PR #767, opened 2019-02-09
add nxdialog.py for displaying dialogs

uli42:
By adding NX_CLIENT=<path to nxdialog.py> to the envrionment
certain actions in nx will open dialogs. If the options string contains
"menu=1" rootless windows will show a popup menu when the mouse hits
the center of the title bar offering session disconnect/terminatation.

@sunweaver: can you please take care of the following:
- check if licensing is ok. Do we need to add our license header?
- check integration in to debian packaging stuff including dependencies (compilation's not required)

@Ionic: can you please check the dependencies/packaging for rpm based distros

### DIFF
--- a/nxdialog/nxdialog
+++ b/nxdialog/nxdialog
@@ -44,6 +44,9 @@
 
 # If an "NX_CLIENT" environment variable is not provided to nxagent
 # nxcomp library assumes this script is located in /usr/NX/bin/nxclient
+#
+# Example:
+# nxdialog --dialog yesno --message "message text" --caption "message title" --parent 0
 
 from __future__ import print_function
 
--- a/nxdialog/nxdialog
+++ b/nxdialog/nxdialog
@@ -30,6 +30,7 @@
 # - added missing docstrings
 # - pylint improvements
 # - removed neatx entry from the pulldoww menu
+# - use PyGObject instead of PyGtk and thus Gtk3
 
 """nxdialog program for handling dialog display."""
 
@@ -41,10 +42,10 @@ import os
 import signal
 import sys
 
-import gtk
-
-import pygtk
-pygtk.require("2.0")
+import gi
+gi.require_version('Gtk', '3.0')
+# pylint: disable=wrong-import-position
+from gi.repository import Gtk, Gdk, GdkX11
 
 PROGRAM = "nxdialog"
 
@@ -95,58 +96,62 @@ class PullDownMenu(object):
     def show(self):
         """ Shows popup and returns result. """
 
-        win = gtk.gdk.window_foreign_new(self.window_id)
+        display = Gdk.Display.get_default()
+        win = GdkX11.X11Window.foreign_new_for_display(display, self.window_id)
 
-        menu = gtk.Menu()
+        menu = Gtk.Menu()
         menu.connect("deactivate", self.menu_deactivate)
 
         # TODO: Show title item in bold font
-        title = gtk.MenuItem(label="Session control")
+        title = Gtk.MenuItem(label="Session control")
         title.set_sensitive(False)
         menu.append(title)
 
-        disconnect = gtk.MenuItem(label=DISCONNECT_TEXT)
+        disconnect = Gtk.MenuItem(label=DISCONNECT_TEXT)
         disconnect.connect("activate", self.item_activate, DISCONNECT)
         menu.append(disconnect)
 
-        terminate = gtk.MenuItem(label=TERMINATE_TEXT)
+        terminate = Gtk.MenuItem(label=TERMINATE_TEXT)
         terminate.connect("activate", self.item_activate, TERMINATE)
         menu.append(terminate)
 
-        menu.append(gtk.SeparatorMenuItem())
+        menu.append(Gtk.SeparatorMenuItem())
 
-        cancel = gtk.MenuItem(label=CANCEL_TEXT)
+        cancel = Gtk.MenuItem(label=CANCEL_TEXT)
         menu.append(cancel)
 
         menu.show_all()
 
         menu.popup(parent_menu_shell=None, parent_menu_item=None,
                    func=self.pos_menu, data=win,
-                   button=0, activate_time=gtk.get_current_event_time())
+                   button=0, activate_time=Gtk.get_current_event_time())
 
-        gtk.main()
+        Gtk.main()
 
         return self.result
 
     def item_activate(self, _, result):
         """ called when a menu item is selected """
         self.result = result
-        gtk.main_quit()
+        Gtk.main_quit()
 
     @staticmethod
     def menu_deactivate(_):
         """ called when menu is deactivated """
-        gtk.main_quit()
+        Gtk.main_quit()
 
     @staticmethod
-    def pos_menu(menu, parent):
+    def pos_menu(menu, _xpos, _ypos, *data):
         """ Positions menu at the top center of the parent window. """
+        parent = data[0]
+
         # Get parent geometry and origin
-        (_, _, win_width, _, _) = parent.get_geometry()
-        (win_x, win_y) = parent.get_origin()
+        _, _, win_width, _ = parent.get_geometry()
+        _, win_x, win_y = parent.get_origin()
 
         # Calculate width of menu
-        (menu_width, _) = menu.size_request()
+        #menu_width = menu.get_preferred_width().natural_width
+        menu_width = menu.get_allocated_width()
 
         # Calculate center
         center_x = win_x + ((win_width - menu_width) / 2)
@@ -164,12 +169,13 @@ def show_yes_no_suspend_box(title, text):
     @return: Choosen action
 
     """
-    dlg = gtk.MessageDialog(type=gtk.MESSAGE_QUESTION, flags=gtk.DIALOG_MODAL)
+    dlg = Gtk.MessageDialog(type=Gtk.MessageType.QUESTION,
+                            flags=Gtk.DialogFlags.MODAL)
     dlg.set_title(title)
     dlg.set_markup(text)
     dlg.add_button(DISCONNECT_TEXT, DISCONNECT)
     dlg.add_button(TERMINATE_TEXT, TERMINATE)
-    dlg.add_button(CANCEL_TEXT, gtk.RESPONSE_CANCEL)
+    dlg.add_button(CANCEL_TEXT, Gtk.ResponseType.CANCEL)
 
     res = dlg.run()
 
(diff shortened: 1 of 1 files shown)


sunweaver:
Hi,

On  Sa 09 Feb 2019 12:55:16 CET, Ulrich Sibiller wrote:

> By adding NX_CLIENT=<path to nxdialog.py> to the envrionment
> certain actions in nx will open dialogs. If the options string contains
> "menu=1" rootless windows will show a popup menu when the mouse hits
> the center of the title bar offering session disconnect/terminatation.

Nice! This deprecates the local branch that I have for nxdialog stuff.  
Thanks for working on this.

I remember that I had worked on the evokation of nxdialog in my local  
branch. Need to revisit and check what I had there. I think it was  
something about the default error messages and how nxagent behaves if  
the NXCLIENT variable is unset / the default executable cannot be found.

> @sunweaver: can you please take care of the following:
> - check if licensing is ok. Do we need to add our license header?

License wise, this is ok.

> - check integration in to debian packaging stuff including  
> dependencies (compilation's not required)

Will do later. Not having RPM nor DEB packaging is not a blocker for  
merging this PR. The packaging stuff can follow.

> @Ionic: can you please check the dependencies/packaging for rpm based distros
> You can view, comment on, or merge this pull request online at:

If Ionic is unavailable, I can work on this, too. Just let me know.

I will go over the Python code and test the script later, then send  
out my PR approval.

Mike
-- 

DAS-NETZWERKTEAM
mobile: +49 (1520) 1976 148
landline: +49 (4354) 8390 139

nxdialog/nxdialog.py
```diff
@@ -0,0 +1,368 @@
+#!/usr/bin/env python
+#
+
+# Copyright (C) 2008 Google Inc.
```
sunweaver: @uli42: please add at least yourself as copyright holder here. As you have reworked the code.

nxdialog/nxdialog.py
```diff
@@ -0,0 +1,368 @@
...
+# - pulled in the few parts of the neatx python modules that are actually
+#   to make it a standlone script
+# - added usage output
+# - dropped logging code, print errors to stderr
+# - can handle the "yesno" dialog type
+# - added missing docstrings
+# - pylint improvements
+# - removed neatx entry from the pulldoww menu
+
+"""nxdialog program for handling dialog display."""
```
sunweaver: Commenting this here, but it is about the filename used: please rename nxdialog.py to nxdialog and maybe even move it into ``<base>/nxdialog/bin/``. We at least will have to add a man page to this script, so there will be a folder ``<base>/nxdialog/data/`` (or ``man/``) coming soon.

nxdialog/nxdialog.py
```diff
@@ -0,0 +1,368 @@
...
+import optparse
+import os
+import signal
+import sys
+
+import gtk
+
+import pygtk
+pygtk.require("2.0")
+
```
sunweaver: Bad idea, using PyGTK. It is unmaintained upstream and will be removed from distros soon (Debian removal planned for Debian 11). So, we need to port this to Gtk3.

nxdialog/nxdialog.py
```diff
@@ -0,0 +1,368 @@
...
+  def Show(self):
+    """ Shows popup and returns result. """
+
+    win = gtk.gdk.window_foreign_new(self._window_id)
+
+    menu = gtk.Menu()
+    menu.connect("deactivate", self._MenuDeactivate)
+
+    # TODO: Show title item in bold font
+    title = gtk.MenuItem(label="Session control")
```
sunweaver: Shouldn't we make this whole nxdialog i18n aware? This can be a second PR, but let's bear this in mind.

nxdialog/nxdialog.py
```diff
@@ -0,0 +1,368 @@
...
+
+def ShowYesNoSuspendBox(title, text):
+  """ Shows a message box to disconnect/terminate session.
+
+  @type title: str
+  @param title: Message box title
+  @type text: str
+  @param text: Message box text
+  @return: Choosen action
+
```
sunweaver: These __doc__ strings seem to be epydoc Syntax. Epydoc never got ported to Python3, so I recommend using a Sphinx compatible __doc__ string syntax.

nxdialog/nxdialog.py
```diff
@@ -0,0 +1,368 @@
+#!/usr/bin/env python
+#
```
sunweaver: Cough cough... Python2 is end-of-life in 2020.

nxdialog/nxdialog.py
```diff
@@ -0,0 +1,368 @@
...
+                             help="class of the message (info, warning, error) \
+                             default: info) [currently unimplemented]"),
+        optparse.make_option("--local", action="store_true", dest="local",
+                             help="specify that proxy mode is used \
+                             [currently unimplemented]"),
+        optparse.make_option("--allowmultiple", action="store_true",
+                             dest="allowmultiple",
+                             help="allow launching more than one dialog with \
+                             the same message [currently unimplemented]"),
+    ]
```
sunweaver: optparse module is deprecated since Python 2.7. Switch to argparser module required.

See: https://stackoverflow.com/questions/3217673/why-use-argparse-rather-than-optparse#3217687

sunweaver (changes requested):
I left some comments, the most grave ones, I guess. Without testing the nxdialog code at runtime.

@uli42: as my guess is (and I may be mistaken) that I am more at home in the Python realm than you: shall I pick this up and work myself through my own comments? I can't promise a quick work-through, but I am interested in doing it. What do you think?

nxdialog/nxdialog.py
uli42: I guess for now it is better than nothing. Besides, I have just adapted the code...

nxdialog/nxdialog.py
uli42: yes, but remember the strings actually come from nxagent, not from nxdialog itself.

nxdialog/nxdialog.py
uli42: sigh...

nxdialog/nxdialog.py
uli42: i have renamed it but as it is only one file there's no sense in having a bin directorxy. There's also no bin directory for nxagent or nxproxy

nxdialog/nxdialog.py
uli42: done

nxdialog/nxdialog
```diff
@@ -0,0 +1,369 @@
+#!/usr/bin/env python
```
mjtrangoni, line 1: @uli42 See [here](https://access.redhat.com/documentation/en-us/red_hat_enterprise_linux/8-beta/html-single/8.0_beta_release_notes/index#web_servers_databases_dynamic_languages_2).

```
In RHEL 8, executable Python scripts are expected to use hashbangs (shebangs) specifying explicitly at least the major Python version.
```

This should be **python2** or even better **python3**

nxdialog/nxdialog
```diff
@@ -0,0 +1,369 @@
...
+    parser = optparse.OptionParser(option_list=self.BuildOptions(),
+                                   formatter=optparse.TitledHelpFormatter())
+    return parser.parse_args()
+
+  def BuildOptions(self):
+    """ build options for the parser """
+    return [
+        # nxagent 3.5.99.18 only used yesno, ok, pulldown and yesnosuspend
+        # yesno dialogs will always kill the session id "yes" is selected
+        optparse.make_option("--dialog", type="string", dest="dialog_type",
```
mjtrangoni: @uli42 why not [argparse](https://docs.python.org/dev/library/argparse.html?highlight=s#upgrading-optparse-code)?

mjtrangoni (commented):
I think this should be tested with python3, because python2 is EOL soon [see](https://pythonclock.org/).

nxdialog/nxdialog.py
mjtrangoni: +1

nxdialog/nxdialog
uli42: i have changed it to python2. I am wondering why I haven't done that right at the beginning.

uli42: python3 conversion is a bit of a problem since we also want to use it on RHEL6 and RHEL7 where python3 is not available by default.

nxdialog/nxdialog
uli42: because I have just adapted the original code from neatx which used optparse.

nxdialog/nxdialog.py
uli42: I have switched from PyGtk to PyGObject and Gtk3. Please check!

mjtrangoni:
@uli42 what’s about gtk3 and RHEL6?

sunweaver:
Hi

On  Do 28 Feb 2019 07:53:30 CET, Mario Trangoni wrote:

> @uli42 what’s about gtk3 and RHEL6?

GTK2 and Python will be end-of-life in 2020, correct?

I'd suggest not packaging nxdialog on distros that don't support  
Python3/GTK3. Period.

Mike
-- 

DAS-NETZWERKTEAM
mobile: +49 (1520) 1976 148
landline: +49 (4354) 8390 139

mjtrangoni:
@sunweaver I agree with you. This would be Fedora and firstly RHEL 8.

uli42:
I don't see a point in forcing python3 if we lose lots of distros by this.
In an enterprise environment you cannot simply switch to the latest and
greatest distro for various reasons (budget, hardware support, number of
machines, application support,...). Maybe we can write the code feasible
for python2 _and_ 3

nxdialog/nxdialog.py
uli42: converted to argparse

nxdialog/nxdialog
uli42: converted to argparse

nxdialog/nxdialog.py
uli42: This is a little standalone tool. No need for an api documentation. I'd prefer to leave the Epydoc parts just because they are easily understandable. No one will ever generate an api document from that.

nxdialog/nxdialog.py
uli42: RHEL7 will be around much longer than November 30, 2020 (End of Full Support, see https://access.redhat.com/support/policy/updates/errata) and still has no official python3 support. As this is an Enterprise Distribution there's no way in dropping python2 support as long as is is around.

mjtrangoni: @uli42 I meant this [here](
https://access.redhat.com/documentation/en-us/red_hat_enterprise_linux/8-beta/html-single/configuring_basic_system_settings/#python-shebang-mangling).

You could handle RHEL7 as an exception.

mjtrangoni: @uli42 Debian/Ubuntu seems to go the same way. See [here](
https://wiki.ubuntu.com/Python).

uli42:
Turned out very few changes were necessary for python3 compatibility. <s>When packaging for distros without python3  the shebang must be replaced by "python2"</s>

sunweaver (approved):
Nice! Looks good now.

===============

» **Instructions to follow**:
If a line of the listing above contains "windows", pick it out and copy it.

» **Response area**:
"menu=1" rootless windows will show a popup menu when the mouse hits
> "menu=1" rootless windows will show a popup menu when the mouse hits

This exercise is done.